Credo di sì. Credo si senta il bisogno di una costruzione che superi l’antinomia politica nell’interesse della città. Lo vediamo anche a livello nazionale: la legge sul non profit votata da uno schieramento trasversale è la prova.
Di cosa ha bisogno Milano?
Di un Jannacci della politica. Di uno che giri in periferia e ascolti la pancia delle persone, si accorga di cosa capita, interroghi l’uomo comune e capisca quali bisogni ci sono. Non ha senso preparare progetti da mettere sopra a realtà che non si conoscono. Oggi abbiamo i ruderi dell’Innocenti, Breda e Alfa Romeo non ci sono più, ma Milano è ancora una delle città economicamente più importanti d’Europa: perché non è crollata? Dove sono finite le persone che lavoravano in quegli stabilimenti? Ecco, un Jannacci della politica potrebbe raccontarci queste cose, intercettare il bisogno e progettare la città nuova.

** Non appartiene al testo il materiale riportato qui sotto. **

PR #1521, opened 2018-09-05
TVR-8626

laurentlhermine:
New documentation from TVR-8626
Remove back to top links
Precision about the userId parameter
Get list of requests endpoint and example
New response codes


src/api-reference/request/v4.request.markdown
```diff
@@ -1,4 +1,4 @@
----
+# Ne---
```
charlieconcur: What is this...?

src/api-reference/request/v4.examples.markdown
```diff
@@ -148,20 +149,103 @@ Responde Body:
...
     }
   ]
 }
 ```
 [Back to top](#request-examples)
 
+#### <a name="request-resource-get-list"></a>Get the list of existing Requests
+#### GET /v4/requests
+```
+curl -X GET https://us.api.concursolutions.com/travelrequest/v4/requests?view=ALL&limit=10&start=0 --header 'Accept: application/json' --header 'Authorization: Bearer {token}'
```
charlieconcur: We need to remove references to specific tools. Follow the example given in the [Documentation Template](https://github.com/concur/developer.concur.com/blob/preview/src/document-template.markdown).

src/api-reference/request/v4.request.markdown
cbobrie: A bad copy paste from the markdown editor page => --- must be kept

src/api-reference/request/v4.examples.markdown
laurentlhermine: Is this really required ? curl is a pretty standard cross platform tool. I think it really helps developers to figure out what a valid call is.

Un giudizio sulla giunta uscente?
Al di là delle differenze di partenza, sono un estimatore di Pisapia, un uomo serio, attento alla realtà e non settario. Alcune cose simboliche che ha fatto ed erano state progettate dai suoi predecessori sono belle, come la Darsena e piazza Gae Aulenti: perché danno l’idea di una città bella da abitare. La “persona” Pisapia è stata utile per tutti, non solo per la coalizione arcobaleno e serve una persona con questa apertura culturale. Lui poi è legato alle origini di don Giussani, anche se poi ha seguito un suo percorso e quindi gli è rimasta l’idea del dialogo al di là delle convinzioni, del fare insieme.
Cl non si schiera. Ma cosa pensa dei candidati in campo?
Per noi vale un pluralismo di scelta e ci prepariamo con quattro incontri di contenuto si temi più urgenti, urbanistica, welfare, città metropolitana e cultura. I candidati? Penso che Parisi debba stare attento agli xenofobi e ai palazzinari che ha intorno, mentre Sala deve stare attento agli statalisti settari. Entrambi devono evitare di farsi imprigionare dalle parti peggiori delle loro coalizioni. Il nostro desiderio è che ognuno con la propria identità metta in luce ciò che accomuna. Per parafrasare Carron, l’altro è una risorsa e bisogna muoversi su questo.
Come le è parsa finora questa campagna elettorale?
Aspetto che entri nel vivo e mi auguro si capisca che Milano ha un ruolo per l’Italia. Mi auguro ci sia un dialogo costruttivo fra le parti e che vengano coinvolti circoli, associazioni, movimenti, università, partiti e gente comune. Invece di una Milano da bere, una Milano corale: la partecipazione, come diceva Gaber.